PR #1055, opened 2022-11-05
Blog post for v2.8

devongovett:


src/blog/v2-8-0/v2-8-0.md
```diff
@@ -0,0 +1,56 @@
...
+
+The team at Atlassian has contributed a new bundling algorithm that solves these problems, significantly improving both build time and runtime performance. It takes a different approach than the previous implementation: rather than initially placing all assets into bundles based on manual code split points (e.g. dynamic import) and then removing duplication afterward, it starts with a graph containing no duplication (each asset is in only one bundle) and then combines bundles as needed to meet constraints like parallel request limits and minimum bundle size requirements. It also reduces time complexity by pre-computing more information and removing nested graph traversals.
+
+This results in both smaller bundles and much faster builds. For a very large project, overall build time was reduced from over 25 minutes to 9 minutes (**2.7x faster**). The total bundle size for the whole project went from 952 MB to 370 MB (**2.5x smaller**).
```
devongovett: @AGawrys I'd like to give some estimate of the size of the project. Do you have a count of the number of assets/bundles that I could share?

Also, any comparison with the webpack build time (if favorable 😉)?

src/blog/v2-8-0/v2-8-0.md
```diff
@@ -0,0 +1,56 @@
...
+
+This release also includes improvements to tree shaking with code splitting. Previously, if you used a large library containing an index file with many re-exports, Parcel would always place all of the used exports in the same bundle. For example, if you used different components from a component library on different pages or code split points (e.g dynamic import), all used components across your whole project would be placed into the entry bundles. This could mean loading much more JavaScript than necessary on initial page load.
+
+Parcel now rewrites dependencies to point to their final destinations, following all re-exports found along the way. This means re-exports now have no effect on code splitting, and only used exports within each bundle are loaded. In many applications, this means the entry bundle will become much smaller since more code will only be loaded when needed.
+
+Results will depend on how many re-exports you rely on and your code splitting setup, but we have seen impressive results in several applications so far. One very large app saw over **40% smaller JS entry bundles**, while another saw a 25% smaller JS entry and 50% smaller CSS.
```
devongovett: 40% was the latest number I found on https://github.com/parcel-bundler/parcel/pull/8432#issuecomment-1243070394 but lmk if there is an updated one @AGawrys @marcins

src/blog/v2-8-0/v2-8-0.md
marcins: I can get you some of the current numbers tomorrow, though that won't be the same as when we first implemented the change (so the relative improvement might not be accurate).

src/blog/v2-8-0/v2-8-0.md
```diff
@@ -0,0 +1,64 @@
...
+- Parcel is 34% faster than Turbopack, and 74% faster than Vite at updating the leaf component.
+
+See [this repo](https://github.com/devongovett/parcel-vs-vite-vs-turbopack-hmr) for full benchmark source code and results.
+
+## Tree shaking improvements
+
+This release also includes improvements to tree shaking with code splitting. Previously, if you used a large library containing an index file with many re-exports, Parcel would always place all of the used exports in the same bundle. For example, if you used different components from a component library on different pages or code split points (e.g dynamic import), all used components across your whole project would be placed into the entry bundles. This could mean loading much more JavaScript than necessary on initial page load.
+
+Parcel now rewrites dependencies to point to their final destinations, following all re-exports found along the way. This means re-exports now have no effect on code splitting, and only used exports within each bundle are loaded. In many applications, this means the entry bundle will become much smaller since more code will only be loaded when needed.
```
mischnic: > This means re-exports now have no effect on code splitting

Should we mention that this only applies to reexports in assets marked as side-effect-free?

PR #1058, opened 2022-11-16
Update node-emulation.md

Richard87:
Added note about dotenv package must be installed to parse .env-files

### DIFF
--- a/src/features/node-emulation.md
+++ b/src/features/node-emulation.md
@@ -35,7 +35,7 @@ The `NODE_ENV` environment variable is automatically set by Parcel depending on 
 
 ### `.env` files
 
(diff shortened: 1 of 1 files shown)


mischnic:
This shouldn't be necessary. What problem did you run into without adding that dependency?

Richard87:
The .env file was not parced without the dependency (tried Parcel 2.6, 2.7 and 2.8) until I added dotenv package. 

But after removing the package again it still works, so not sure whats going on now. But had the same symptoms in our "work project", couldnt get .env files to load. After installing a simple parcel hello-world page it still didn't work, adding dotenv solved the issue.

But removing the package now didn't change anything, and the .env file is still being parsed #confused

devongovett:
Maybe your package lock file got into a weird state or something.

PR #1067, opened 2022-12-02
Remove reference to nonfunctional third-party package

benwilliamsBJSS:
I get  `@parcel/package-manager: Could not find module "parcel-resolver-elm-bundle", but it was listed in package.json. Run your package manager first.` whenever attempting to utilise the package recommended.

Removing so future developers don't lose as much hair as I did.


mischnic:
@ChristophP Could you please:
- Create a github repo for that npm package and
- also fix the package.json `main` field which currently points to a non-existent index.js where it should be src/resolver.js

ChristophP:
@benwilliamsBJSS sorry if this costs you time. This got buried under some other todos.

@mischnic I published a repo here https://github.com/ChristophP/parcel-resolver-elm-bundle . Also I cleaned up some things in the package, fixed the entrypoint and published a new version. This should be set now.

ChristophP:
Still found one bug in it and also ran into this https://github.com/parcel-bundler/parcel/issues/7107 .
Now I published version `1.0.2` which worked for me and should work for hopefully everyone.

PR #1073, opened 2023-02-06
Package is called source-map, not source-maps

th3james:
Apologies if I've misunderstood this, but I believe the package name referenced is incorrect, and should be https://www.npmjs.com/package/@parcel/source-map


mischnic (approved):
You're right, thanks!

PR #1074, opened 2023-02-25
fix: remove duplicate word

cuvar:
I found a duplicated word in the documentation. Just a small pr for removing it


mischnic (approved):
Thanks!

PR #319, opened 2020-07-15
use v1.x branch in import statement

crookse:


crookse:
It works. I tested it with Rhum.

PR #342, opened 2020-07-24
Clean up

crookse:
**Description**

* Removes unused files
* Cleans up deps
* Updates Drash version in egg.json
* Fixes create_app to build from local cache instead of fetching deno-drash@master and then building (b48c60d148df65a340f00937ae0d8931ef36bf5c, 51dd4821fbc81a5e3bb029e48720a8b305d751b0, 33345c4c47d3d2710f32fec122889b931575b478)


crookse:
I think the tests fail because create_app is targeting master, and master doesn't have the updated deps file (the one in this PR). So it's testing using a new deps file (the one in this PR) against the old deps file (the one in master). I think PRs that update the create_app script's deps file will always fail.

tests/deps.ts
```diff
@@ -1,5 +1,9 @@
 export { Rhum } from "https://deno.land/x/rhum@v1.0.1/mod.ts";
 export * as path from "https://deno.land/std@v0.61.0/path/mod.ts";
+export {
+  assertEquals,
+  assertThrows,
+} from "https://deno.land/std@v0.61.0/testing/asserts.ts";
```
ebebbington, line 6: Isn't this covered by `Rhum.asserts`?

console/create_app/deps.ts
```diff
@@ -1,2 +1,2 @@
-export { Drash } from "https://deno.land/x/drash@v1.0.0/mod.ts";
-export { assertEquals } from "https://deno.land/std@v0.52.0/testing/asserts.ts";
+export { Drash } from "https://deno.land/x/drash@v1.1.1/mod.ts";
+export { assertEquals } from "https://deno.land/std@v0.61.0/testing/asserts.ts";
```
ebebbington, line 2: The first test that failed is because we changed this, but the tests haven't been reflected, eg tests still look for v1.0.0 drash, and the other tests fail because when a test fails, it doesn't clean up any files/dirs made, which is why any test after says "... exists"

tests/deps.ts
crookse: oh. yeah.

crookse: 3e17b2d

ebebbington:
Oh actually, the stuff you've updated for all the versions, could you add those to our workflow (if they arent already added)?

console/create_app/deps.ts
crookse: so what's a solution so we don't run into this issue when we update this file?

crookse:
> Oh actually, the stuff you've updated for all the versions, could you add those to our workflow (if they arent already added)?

____

> _TASK BRIEF_
In how many lines of the material above does the word "ChristophP" appear? Reply with the number only.

> _ANSWER BELOW_
4